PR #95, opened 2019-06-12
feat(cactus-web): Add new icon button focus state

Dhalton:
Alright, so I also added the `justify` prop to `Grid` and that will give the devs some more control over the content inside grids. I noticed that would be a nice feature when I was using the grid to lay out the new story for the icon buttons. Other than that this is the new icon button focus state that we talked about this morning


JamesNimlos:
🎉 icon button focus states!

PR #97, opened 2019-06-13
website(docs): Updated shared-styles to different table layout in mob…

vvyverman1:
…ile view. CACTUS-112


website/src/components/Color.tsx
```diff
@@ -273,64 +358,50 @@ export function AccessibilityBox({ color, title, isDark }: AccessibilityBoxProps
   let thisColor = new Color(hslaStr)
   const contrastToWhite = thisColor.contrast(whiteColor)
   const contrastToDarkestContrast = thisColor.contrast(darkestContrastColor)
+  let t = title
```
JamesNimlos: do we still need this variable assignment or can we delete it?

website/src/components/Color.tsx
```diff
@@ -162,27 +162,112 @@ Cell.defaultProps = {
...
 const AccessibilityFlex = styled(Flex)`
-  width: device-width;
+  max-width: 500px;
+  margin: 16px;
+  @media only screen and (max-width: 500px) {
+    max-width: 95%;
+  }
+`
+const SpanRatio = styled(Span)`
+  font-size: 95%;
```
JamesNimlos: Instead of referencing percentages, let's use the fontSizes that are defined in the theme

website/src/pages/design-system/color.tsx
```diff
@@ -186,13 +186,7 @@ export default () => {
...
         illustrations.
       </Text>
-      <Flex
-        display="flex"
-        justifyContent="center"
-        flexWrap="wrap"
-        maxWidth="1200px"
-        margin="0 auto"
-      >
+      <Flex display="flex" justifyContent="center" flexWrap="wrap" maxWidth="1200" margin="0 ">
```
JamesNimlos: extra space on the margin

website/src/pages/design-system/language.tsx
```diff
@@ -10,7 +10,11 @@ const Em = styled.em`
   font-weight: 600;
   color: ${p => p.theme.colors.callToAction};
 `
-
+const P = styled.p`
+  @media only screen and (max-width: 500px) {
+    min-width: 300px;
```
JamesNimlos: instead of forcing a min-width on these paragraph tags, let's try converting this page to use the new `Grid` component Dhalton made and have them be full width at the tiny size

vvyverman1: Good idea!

==

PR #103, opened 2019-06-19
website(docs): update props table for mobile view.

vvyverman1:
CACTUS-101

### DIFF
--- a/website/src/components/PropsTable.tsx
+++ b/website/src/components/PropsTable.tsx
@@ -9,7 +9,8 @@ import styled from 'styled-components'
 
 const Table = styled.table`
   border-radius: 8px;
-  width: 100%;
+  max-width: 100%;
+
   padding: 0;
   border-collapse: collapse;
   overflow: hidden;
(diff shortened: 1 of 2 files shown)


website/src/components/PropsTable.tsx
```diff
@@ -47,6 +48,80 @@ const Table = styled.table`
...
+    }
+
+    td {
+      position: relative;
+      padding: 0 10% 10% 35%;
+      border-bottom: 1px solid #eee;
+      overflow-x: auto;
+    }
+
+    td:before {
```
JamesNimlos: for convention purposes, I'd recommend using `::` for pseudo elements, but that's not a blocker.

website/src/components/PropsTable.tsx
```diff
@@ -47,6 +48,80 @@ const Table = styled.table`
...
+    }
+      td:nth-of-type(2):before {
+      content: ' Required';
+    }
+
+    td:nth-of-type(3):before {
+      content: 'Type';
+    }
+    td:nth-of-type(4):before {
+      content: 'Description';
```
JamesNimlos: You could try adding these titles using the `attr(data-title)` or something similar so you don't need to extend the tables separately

About this exercise: Pick every line from the listing holding the string "display", and copy it.

Response area:
-        display="flex"
+      <Flex display="flex" justifyContent="center" flexWrap="wrap" maxWidth="1200" margin="0 ">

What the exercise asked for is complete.